Les enseignants apprennent à fonctionner davantage avec d’autres outils d’évaluation que les examens formels.»
Croyez-vous que l’Extended Programme sera vraiment une solution pour aider ces enfants à trouver un emploi par la suite ?
Vous avez raison d’employer le mot « enfants » car c’est ce qu’ils sont encore. Redonnons-leur l’enfance, le goût de l’étude et la joie d’apprendre. Il ne s’agit pas encore d’emploi. Pas immédiatement. Ce n’est pas le but. L’orientation professionnelle viendra plus tard où en tant qu’ados dûment avertis et outillés, ils pourront vraiment être en position de choisir. Le ministère travaille en ce moment sur un projet d’information sur le secteur TVET. Ce projet contient de belles orientations qui pourraient intéresser encore plus de jeunes Mauriciens, dont ces enfants.
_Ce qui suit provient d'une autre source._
PR #1077, opened 2020-02-04
Have matchesFrameConsistently describe what doesn't match (if it doesn't).

JonathanLennox:


src/main/java/org/jitsi/videobridge/cc/vp8/VP8Frame.java
```diff
@@ -339,15 +339,60 @@ boolean matchesFrame(@NotNull Vp8Packet pkt)
...
      *
      * @param pkt the RTP packet to check whether its parameters match this frame.
-     * @return true if the specified RTP packet is consistent with this frame, false
-     * otherwise.
+     * @return null if the specified RTP packet is consistent with this frame; a string
+     *  describing the problem otherwise
      */
-    boolean matchesFrameConsistently(@NotNull Vp8Packet pkt)
+    @Nullable
+    String matchesFrameConsistently(@NotNull Vp8Packet pkt)
```
bbaldino: We don't expect this to happen a lot, right? Why not throw in the error case instead of returning `null` on success, which feels a little odd.

JonathanLennox: I don't want this to actually throw and block frame processing - this is just a sanity check.  Do you mean for the immediate calling function to catch and log?

bbaldino: Yeah

PR #1079, opened 2020-02-04
add extra information when logging unknown active speaker

bbaldino:


src/main/java/org/jitsi/videobridge/ConferenceSpeechActivity.java
```diff
@@ -193,13 +193,21 @@ private void activeSpeakerChanged(long ssrc)
             AbstractEndpoint endpoint
                 = conference.findEndpointByReceiveSSRC(ssrc);
 
+            if (endpoint == null)
+            {
+                logger.warn("Unable to find endpoint corresponding to active" +
+                    "speaker SSRC " + ssrc);
```
JonathanLennox: Missing space at the line break.

bbaldino: Fixed

PR #1081, opened 2020-02-06
Optimize off-by-one in Vp8FrameMap.findAfter; plus minor tweaks.

JonathanLennox:
`getIndex` of `getLastIndex() - getSize()` always returns `null`, so we can safely lower-bound `findAfter`'s search at `getLastIndex() - getSize() + 1`.

(The probably has pretty negligible performance impact, but it's nice for correctness.)

Also clean up a log message.


JonathanLennox:
Closed in favor of https://github.com/jitsi/jitsi-videobridge/pull/1084 which incorporates it.

PR #1083, opened 2020-02-07
Reduce the verbosity of 'No available transport channel' logs

bbaldino:
1. Move the log to debug
1. Add a stat to track the number of messages dropped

Y a-t-il un suivi avec les élèves après les heures de classe ?
Il y a des cours d’éducation sportive. Mais pour l’instant, toute l’attention se focalise sur l’utilisation optimale des heures de classe : l’intégration des enfants dans la structure scolaire, leur découverte (ou plutôt redécouverte) des matières et un apprentissage de la discipline (ou des disciplines). Il va de soi que le temps disponible après les heures de classe devrait être davantage utilisé dans le futur.
Décrivez-nous les possibilités d’études pour un élève suivant l’Extended Programme ?
Un manuel a été produit l’année dernière pour décrire les trois filières possibles au bout des neuf années d’éducation de base (dix pour l’Extended Programme). Il s’agira de poursuivre les études dans le même collège ou d’aller vers le technique ou encore de rejoindre une académie si le niveau de l’élève le permet.
Qu’en est-il de la formation des enseignants ? Cela se fait-elle sur une base régulière ?
C’est une de nos grandes satisfactions. Je pense que l’Extended Programme pourrait inspirer les autres de ce point de vue. Comme dans tous les domaines difficiles, la santé par exemple, les soins aux plus affectés peuvent éventuellement inspirer les biens portants. Un « facilitateur » a été désigné pour prendre en charge l’enfant en difficulté et l’aider dans la poursuite de ses études. Cette personne coordonne le travail dans le collège que supervise étroitement la direction (recteur ou Deputy Rector) en concertation avec le ministère et le Mauritius Institute of Education.
Aujourd’hui, le Mauritius Examinations Syndicate (MES) vient compléter cette collaboration. Il faut dire que cette année charnière qu’a été 2018 nous a permis de constater de visu le progrès accompli par tous : élèves mais aussi enseignants, dirigeants et formateurs. Dans cette jungle que représente cet échec pérenne de notre système (3 000 élèves par an pour diverses raisons), la réintégration de nos enfants dans le cursus s’effectue de mieux en mieux.
De nombreux exemples de réussite, tant dans les collèges d’État que dans les établissements privés, nous démontrent que les éducateurs mauriciens sont capables de sortir des sentiers battus pour venir en aide aux enfants et trouver par eux-mêmes des solutions qu’ils partageront ensuite à travers ses « Communautés de Pratique » qui se réunissent chaque trimestre sur une base régionale. Les enseignants apprennent à fonctionner davantage avec d’autres outils d’évaluation que les examens formels et beaucoup plus précis (le Secondary School Readiness ainsi qu’un Progress Report basé sur des compétences précises et individuelles par exemple).